Tribrata News Aceh Timur-Usai menjalankan Sholat Jum’at di Mesjid Attaqarub, Desa Julok Tunong, Kecamatan Julok, pada Jum’at (25/08), Kapolres Aceh Timur, AKBP Rudi Purwiyanto, S.I.K, M. Hum menyampaikan pemahaman hukum kepada jamaah terkait peristiwa penyaderaan Lead Security PT. Medco E&P Malaka, Letkol Syafi’ie, yang terjadi beberapa waktu lalu.
Dalam penyampaianya Kapolres menegaskan, Saya hari ini sengaja datang untuk Sholat Jumat kemari untuk mengimbau masyarakat jangan sampai salah dalam bertindak dan kehadiran saya di sini bukan karena PT. Medco, tapi kehadiran saya sebagai alat negara dalam menciptakan rasa aman,nyaman dan kondusif dalam wilayah hukum Aceh Timur terutama di Julok.

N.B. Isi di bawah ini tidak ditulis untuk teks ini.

PR #949, opened 2023-11-18
Feature/Upload 50 large and 50 small files for different formats with multioperation till allocation size (of 2gb)

Jayashsatolia403:


tests/api_tests/multiop_test.go
```diff
@@ -33,7 +33,7 @@ func TestMultiOperation(testSetup *testing.T) {
 	t.SetSmokeTests("Multi upload operations should work")
 
 	t.RunSequentially("Multi upload operations should work", func(t *test.SystemTest) {
-		createAllocationAndPerformMultiOperation(t, 1*KB, 10, 10, false, []int64{}, "")
+		createAllocationAndPerformMultiOperation(t, 0, 10, 10, false, []int64{}, "")
```
stewartie4, line 36: why are we zeroing this out?

tests/api_tests/challenge_timings_test.go
```diff
@@ -95,7 +95,7 @@ func TestProtocolChallengeTimings(testSetup *testing.T) {
 		require.NoError(t, err)
 
 		fileSize := int64(1 * MB)
-		uploadOp := sdkClient.AddUploadOperation(t, allocationID, fileSize)
+		uploadOp := sdkClient.AddUploadOperation(t, "", fileSize)
```
stewartie4, line 98: why are we blanking this out?

tests/api_tests/multiop_test.go
```diff
@@ -355,3 +276,67 @@ func randName() string {
 	}
 	return string(b)
 }
+
+func createAllocationAndPerformMultiOperation(t *test.SystemTest, allocSize int64, filesCount, expectedFilesCount int, fileWithFormats bool, fileSizes []int64, secondaryOperation string) {
```
stewartie4, line 280: can this be separated into 2 functions?

tests/api_tests/multiop_test.go
```diff
@@ -355,3 +276,67 @@ func randName() string {
...
+		}
+
+		start := time.Now()
+		sdkClient.MultiOperation(t, allocationID, newOps)
+		end := time.Since(start)
+		t.Logf("Multi "+secondaryOperation+"operations took %v", end)
+	}
+
+	listResult := sdkClient.GetFileList(t, allocationID, "/")
+	require.Equal(t, expectedFilesCount, len(listResult.Children), "files count mismatch expected %v actual %v", 10, len(listResult.Children))
```
stewartie4, line 341: How stable is this test? has it been ran successfully multiple times?

Jayashsatolia403: Here is full green run. I tried 2 times and it works : https://github.com/0chain/system_test/actions/runs/6916741139/job/18817133384. 

Let's merge and see if it fails on nightly runs.

tests/api_tests/multiop_test.go
Jayashsatolia403: It just sets default value when we pass 0 in input.

tests/api_tests/multiop_test.go
Jayashsatolia403: This can be separated into multiple functions but I think this is already a single use case so let's keep it in single function. 

I just wanted to avoid rewriting all the code again and again so moved complete changes into a different function.

tests/api_tests/challenge_timings_test.go
Jayashsatolia403: This is different param now. I removed allocationID filed and added new function parameter format. 

Empty string means we don't need any specific file format.

stewartie4 (approved):

PR #964, opened 2023-12-03
Fix sprint and resolve conflict to merge master

Jayashsatolia403:


stewartie4 (approved):
Happy to merge as everything has been approved previously, but we'll definitely need a green build before merging

PR #516, opened 2019-05-08
[DOC] Add favicon for GitHub pages

tobous:


m273d15:
I am not sure whether this could cause an issue:
Our ico file has the size `232x256`. There is no standard favicon size, but usually, the favicon has a quadratic size (e.g. 16x16, 32x32).

I created an [alternative icon (I had zip this file in order to upload it)](https://github.com/saros-project/saros/files/3157030/saros_favicon.zip) which is compressed (file size of 6.3kb instead of 240kb) with a size of 256x256.

tobous:
Updated the PR to use the favicons generated by https://realfavicongenerator.net/ instead.

tobous:
Rebased onto current master and fixed a typo for a color in head.html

“Saya tidak mau warga Julok Tunong terjerat hukum ke depan, karena salah dalam bertindak. Untuk itu saya harap kejadian kemarin diselesaikan melalui lembaga adat setempat sesuai dengan qanun yang berlaku. Tegas Kapolres.
Menurutnya, pada saat penyanderaan Lead Security PT. Medco, terdapat beberapa hal yang berpotensi melangga hukum; pertama; warga menyatakan bahwa Lead Security PT. Medco memukul Anwar; kedua, warga secara bersama mengaraknya dan mencaci bahkan ada yang meludahi dan warga mendesak kepada Lead Security PT. Medco untuk meminta ma’af kepada warga.
Secara hukum sangat riskan apalagi menurut aqidah kita sebagai umat muslim, ini sangat disayangkan. Ke depan apabila terjadi gesekan antara warga dengan perusahaan, kami minta jangan berbuat anarkis, secepatnya hubungi Kapolsek, jika perlu hubungi saya, kami siap memfasilitasi dengan perusahaan untuk mencari jalan keluarnya. Terang Kapolres.
Saya contohkan, dalam perekrutan tenaga kerja baik oleh PT. Medco maupun sub kontraktornya yang sebelumnya melalui Forum Geuchik yang diketuai oleh geuchik, banyak terjadi permalahan dan permainan, sehingga saya berinisiatif forum geuchik dipimpin oleh camat dan ini telah berjalan. Hasilnya saat ini perekrutan tenaga kerja PT. Medco kami jamin tidak ada permainan lagi. Ujar Kapolres.
Ditambahknya, mari kita bersama-sama membangun citra nama baik Aceh Timur, karena selama ini dengan keberadaan PT. Medco di wilayah kita, pemberitaan di media menunjukan bahwa Aceh Timur tidak layak untuk berinvestasi, salah satunya adalah kejadian penyanderaan Lead Security PT. Medco yang menjadi viral di dunia maya dan diupload di Youtube. Kata Kapolres.
Sekali lagi saya mengajak kepada warga Julok Tunong khususnya dan utamanya masyarakat Aceh Timur, mari kita bantu perusahaan yang sedang melakukan tahap pembangunan ini agar bisa memancing perusahaan yang lain untuk berinvestasi di Aceh Timur. Karena dengan adanya investor suatu daerah akan mengalami kemajuan. Jika kita berharap kepada pemerintah daerah, pasti kesulitan, karena pemerintah daerah hanya bisa membangun seperti; jalan, sekolahan, perkantoran intansi maupun fasilitas umum/sosial. Sedangkan pusat perbelanjaan, hotel, atau tempat-tempat permainan itu yang bisa membangun adalah investor, terang Kapolres Aceh Timur, AKBP Rudi Purwiyanto, S.I.K, M. Hum. (Iwan Gunawan).